I know this maybe just way bit' to soon, to ask ...


But, I know that you can truly work up some special "MAGIC" :star: :thumbs_up 

As soon as you can work your Magic Touch :star:

or, even if you need to sneek in at Ben Pearson(Archery) late into the nite...& then go ever so quietly... for a just a little Sneek "PIC"


Pleaaaaaaaaaaaaaaaaaaaaaaaaaaaaaaaaaase...
POST : a side view "PIC" of the 36 3/8" Generation 2 bow...

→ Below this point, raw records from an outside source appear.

Issue #275, opened 2020-10-18
Replace ASCII logo with shell command output


o2sh:
Add a new command-line flag `--ascii `that takes a shell command as input value and renders its output where the ASCII logo is normally displayed, something like:

`onefetch --ascii "$(uname-a)"` or `onefetch --ascii "$(cat main.py)"`

PR #279, opened 2020-10-20
Add ascii flag

KaindlJulian:
Implements the flag described in #275

Example:
image

### DIFF
--- a/src/onefetch/cli.rs
+++ b/src/onefetch/cli.rs
@@ -79,7 +79,19 @@ impl Cli {
                 .long("ascii")
                 .value_name("STRING")
                 .takes_value(true)
-                .help("Takes a STRING as input to replace the ASCII logo")
+                .max_values(1)
+                .help("Takes a non-empty STRING as input to replace the ASCII logo.")
+                .long_help("Takes a non-empty STRING as input to replace the ASCII logo. \
+                It is possible to pass a generated STRING by command substitution. \
+                Example: onefetch --ascii \"$(fortune | cowsay -W 25)\"")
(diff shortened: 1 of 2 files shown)


src/onefetch/cli.rs
```diff
@@ -73,6 +74,13 @@ impl Cli {
                         .collect::<Vec<&str>>()
                 ),
         )
+        .arg(
+            Arg::with_name("ascii-input")
+                .long("ascii")
+                .value_name("STRING")
+                .takes_value(true)
```
o2sh, line 81: We probably need to add a `.max_values(1)` and also provide a `.validator` to make sure the ascii-input isn't empty. Indeed, `onefetch --ascii ""` results in:

```
thread 'main' panicked at 'assertion failed: self.end >= self.start', src/onefetch/ascii_art.rs:41:9
note: run with `RUST_BACKTRACE=1` environment variable to display a backtrace
```
And als maybe a `.long_help` with an example: `onefetch --ascii "$(fortune | cowsay -W 25)"`

o2sh (commented):
Thanks a lot for your PR @KaindlJulian 
I left a few suggestions :+1:

src/onefetch/cli.rs
KaindlJulian: Thanks for taking a look, I totally forgot to try out an empty string ^^

The new `.validator` wont allow empty strings. I also added a `.long_help`, but I didn't know if it should have more detail or not since its the only `.long_help` at the moment and I had nothing to compare to.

If this is not even possible, at this time : WELL, 
I'll just wait it all out... (finally)my dream bow is here  

thanks again,
d'x


----------



## tiner64 (Oct 10, 2004)

TTT ...

very,very nice


----------



## KIT-HAN-NE Flinger (Jan 5, 2005)

*very nice*

Solid limbs great! That was the only reason that I do not own a 
Mcpherson or Pearson!


----------



## Mr.Optics (Jan 15, 2005)

My only ? is about the strings and cables. Are the strings and cables the same as this years that were applied to the pride,and pitbull. The ones that came on my bow were junk and the serving went to heck quickly and they stretched badly. (I would also like to add that I contacted vapor trail and I was treated very well and they sold me a quality set of vtx strings cables at half price that I put on. Man did I see a big difference in performance then.)Just wondering so When I get my new generation I can call vapor trail and get some quality vtx strings and cables.


----------



## selectarchery (Oct 12, 2002)

All of the 2006 bows will come with the VTX strings and cables from Vapor Trail...nice added bonus!!


----------